Explanation: The most direct way to reduce sulfur dioxide pollution is to decrease its production at the source. This can be achieved by burning less fossil fuel (like coal and oil), switching to low-sulfur varieties of these fuels, or using alternative energy sources that do not produce SO₂, such as solar, wind, or nuclear power.
(b)
Answer:
A suitable investigation would be designed as follows:
- Control Variable (C): Use a large number of seedlings of the same species, age, and size. Divide them into groups. One group will be watered with a solution containing hydrogencarbonate (HCO₃⁻) at a specific concentration, while the control group will be watered with pure water. You could also test different concentrations of HCO₃⁻ to see the effect of the concentration.
- Organism (O): Use the same species, age, and strain of seedling to ensure that any differences in growth are due to the treatment and not genetic variation.
- Repeat (R): The experiment should be repeated for each concentration of hydrogencarbonate solution to ensure the results are reliable and not due to chance.
- Measurement 1 (M1): The growth should be measured using a suitable metric, such as the yield (dry mass), height of the seedlings, number of leaves, or the number of plants that successfully germinate.
- Measurement 2 (M2): These measurements should be taken after a stated, suitable period, for example, 48 hours or longer, to allow measurable growth to occur.
- Standardization 1 (S1): Other factors that affect plant growth must be kept constant. This includes light intensity, carbon dioxide levels, and temperature.
- Standardization 2 (S2): Further controls are needed, such as using the same type and volume of compost, the same volume of solution, and the same levels of humidity, moisture, and minerals/fertiliser for all seedlings.
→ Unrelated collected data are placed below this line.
PR #705, opened 2026-06-08
Add `measure_obs`: persist per-cell centroid/area/equivalent diameter into the annotating table

timtreis:
## What
Public `measure_obs` utility — computes per-cell **centroid**, **area** and **equivalent diameter** for a shapes or 2D-labels element and writes them into the annotating `AnnData` table (squidpy-style):

- centroid → `obsm["spatial"]` · area → `obs["area"]` · equiv. diameter → `obs["equivalent_diameter"]`

Stored in the element's **intrinsic** units. Labels area = pixel count; shapes area = `geometry.area` (`pi*r**2` for circles).

```python
from spatialdata_plot.pl import measure_obs

measure_obs(sdata, "cells")        # in place
measure_obs(sdata, inplace=False)  # returns a copy
```

## Why
Persist centroids/area once so renders and downstream tools (squidpy) reuse them instead of recomputing. `obsm["spatial"]` is the canonical, coords-only home; area belongs in `obs`.

## How
- **Labels**: streaming bincount aggregator, block-by-block (one chunk + `O(n_labels)` accumulators) — out-of-core, scales to Xenium-size masks; area is a free by-product.
- **Shapes**: shapely vectorized centroid/area; circles (`Point`+`radius`) use `pi*r**2`.
- Compute-and-write (overwrites); `centroids=False` keeps an existing `obsm["spatial"]`. Needs an annotating table. `inplace` follows the scanpy convention.

## Scope
Utility only — wiring `as_points` rendering through these measurements is a follow-up.

Tested in `tests/pl/test_utils.py::TestMeasureObs`; performance benchmarks in the comment below.

### DIFF
--- a/src/spatialdata_plot/pl/__init__.py
+++ b/src/spatialdata_plot/pl/__init__.py
@@ -1,8 +1,10 @@
 from ._palette import make_palette, make_palette_from_data
 from .basic import PlotAccessor
+from .utils import measure_obs
 
 __all__ = [
     "PlotAccessor",
     "make_palette",
     "make_palette_from_data",
+    "measure_obs",
 ]
--- a/src/spatialdata_plot/pl/__init__.py
+++ b/src/spatialdata_plot/pl/__init__.py
@@ -1,10 +1,8 @@
 from ._palette import make_palette, make_palette_from_data
 from .basic import PlotAccessor
-from .utils import measure_obs
 
 __all__ = [
     "PlotAccessor",
     "make_palette",
     "make_palette_from_data",
-    "measure_obs",
 ]
--- a/src/spatialdata_plot/pl/utils.py
+++ b/src/spatialdata_plot/pl/utils.py
@@ -26,6 +26,7 @@ import shapely
 import spatialdata as sd
 from anndata import AnnData
 from cycler import Cycler, cycler
+from dask.array.core import slices_from_chunks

Explanation: This experimental design is comprehensive. It starts by clearly defining the independent variable (presence and concentration of HCO₃⁻) and the dependent variable (a measure of growth). Using a large number of identical seedlings and repeating the experiment ensures reliability. Controlling all other variables (light, temperature, water volume, etc.) is crucial to ensure that any observed effect on growth can be confidently attributed to the hydrogencarbonate solution and not to other factors. Measuring growth after a set time allows for a fair comparison between the different treatment groups.